> **REQUIRED WORK**: Where the word "gradlew" occurs in a line of the data, return the whole line.
*** RAW DATA Section Begins ***
Issue #6327, opened 2024-12-16
Introspection Query Parse Error with Apollo GraphQL Schema Download


kibitheM:
### Question

Hello There,

I'm encountering an issue while attempting to download a schema from my GraphQL endpoint using Apollo. I am working on integrating Apollo GraphQL with a Supabase project. Here's the configuration I'm using in my `build.gradle.kts` file:

```kotlin
apollo {
    service("service") {
        packageName.set("com.ngumi.app")
        srcDir("src/main/graphql")

        introspection {
            endpointUrl.set("https://peclvhlyxzwmegdkhtvj.supabase.co/graphql/v1
")
            headers.put("apikey", "<my-api-key>")
        }
         codegenModels.set("operationBased")
    }
}


When I run the following Gradle task:

./gradlew downloadApolloSchema

Bash
It fails with the following error:

Execution failed for task ':app:downloadApolloSchema'.
> java.lang.Exception: Introspection response from [https://<your-supabase-endpoint>](https://peclvhlyxzwmegdkhtvj.supabase.co/graphql/v1).supabase.co/graphql/v1 can not be parsed
Use code [with caution](https://support.google.com/legal/answer/13505487).
Debugging Steps Taken
To investigate further, I directly fetched the introspection query response from the server using Invoke-WebRequest in PowerShell. Here's the response I received:

{
    "errors": [
        {
            "message": "query parse error: Parse error at 1:787\nUnexpected `}[Punctuator]`\nExpected `end of input`\n"
        }
    ]
}


I also used the Apollo sandbox to run the introspection query, and it was successful and returned a full schema.

Additional Context
The GraphQL endpoint is functional, as I've successfully executed other queries through Postman and the Apollo sandbox.

The parse error suggests that there is an unexpected } character at the end of the introspection query being sent (Based on the error provided by my supabse endpoint).

Running the Gradle task with --info and --debug did not provide additional clarity beyond pointing to the parse error.

Questions
Is it possible that the introspection query generated by Apollo is malformed, or it is not compatible with the version of the GraphQL server that my Supabase endpoint is using? If so, where can I adjust it?

Are there any known issues with Apollo's handling of introspection queries on Supabase-hosted GraphQL endpoints?

Is there a way to customize or manually supply the introspection query used by Apollo? Or an alternative approach to downloading a schema when introspection is not possible?

I appreciate any help or guidance the team can provide! Please let me know if additional information is needed.

Thank you in advance for your support!

[...]

Issue #6127, opened 2024-08-19
[Android] Apollo Introspection JsonDecodingException with Hasura server


javierpe:
### Version

4.0.0

### Summary

Hi, Im trying download schema from Hasura GraphQL but I get an exception.

My Apollo Gradle config:

`apollo {
    service("service") {
        packageName.set("com.survey.graphql")
        generateKotlinModels.set(true)
        generateSourcesDuringGradleSync.set(true)
        generatedSchemaName.set("schema")
        introspection {
            schemaFile.set(file("src/main/graphql/schema.graphql"))
            endpointUrl.set("http://mgsurveys24.mgroup.com.mx:1337/v1/graphql")
            headers.put("x-hasura-admin-secret", "---")
        }
    }
}`

With terminal and graphqurl works fine:
graphqurl http://mgsurveys24.mgroup.com.mx:1337/v1/graphql -H 'X-Hasura-Admin-Secret: ---' --introspect > schema.graphql

### Steps to reproduce the behavior
./gradlew :network:impl:downloadServiceApolloSchemaFromIntrospection

### Logs

```
Caused by: com.apollographql.apollo.relocated.kotlinx.serialization.json.internal.JsonDecodingException: Unexpected JSON token at offset 611385: Expected valid boolean literal prefix, but had 'null' at path: $.data.__schema.directives[0].isRepeatable
JSON input: .....ue":null}],"isRepeatable":null},{"name":"skip","description".....
        at com.apollographql.apollo.relocated.kotlinx.serialization.json.internal.JsonExceptionsKt.JsonDecodingException(SourceFile:1)
        at com.apollographql.apollo.relocated.kotlinx.serialization.json.internal.JsonExceptionsKt.JsonDecodingException(SourceFile:2)
        at com.apollographql.apollo.relocated.kotlinx.serialization.json.internal.StringJsonLexer.fail(SourceFile:601)
        at com.apollographql.apollo.relocated.kotlinx.serialization.json.internal.StringJsonLexer.fail$default(SourceFile:1)
        at com.apollographql.apollo.relocated.kotlinx.serialization.json.internal.StringJsonLexer.consumeBoolean(SourceFile:15)
        at com.apollographql.apollo.relocated.kotlinx.serialization.json.internal.StringJsonLexer.consumeBooleanLenient$kotlinx$serialization$json$internal$AbstractJsonLexer(SourceFile:11)
[...]

PR #6360, opened 2025-01-21
Add a fail-safe mode to disable 2-step introspection and use minimal introspection query

BoD:
Should unblock users using problematic servers (e.g. #6327, #6127).


libraries/apollo-gradle-plugin-external/src/main/kotlin/com/apollographql/apollo/gradle/internal/ApolloDownloadSchemaTask.kt
```diff
@@ -71,6 +71,11 @@ abstract class ApolloDownloadSchemaTask : DefaultTask() {
   @get:Option(option = "insecure", description = "if set to true, TLS/SSL certificates will not be checked when downloading")
   abstract val insecure: Property<Boolean>
 
+  @get:Optional
+  @get:Input
+  @get:Option(option = "failSafeIntrospection", description = "if set to true a minimal introspection query is used and no pre-introspection query")
+  abstract val failSafeIntrospection: Property<Boolean>
```
martinbonnin, line 77: What about falling back to minimal introspection query if everything else fails? 
One less parameter to maintain?

BoD: Good point! Simpler 👍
*** RAW DATA Section Ends ***
> **REPLY**:
./gradlew downloadApolloSchema
./gradlew :network:impl:downloadServiceApolloSchemaFromIntrospection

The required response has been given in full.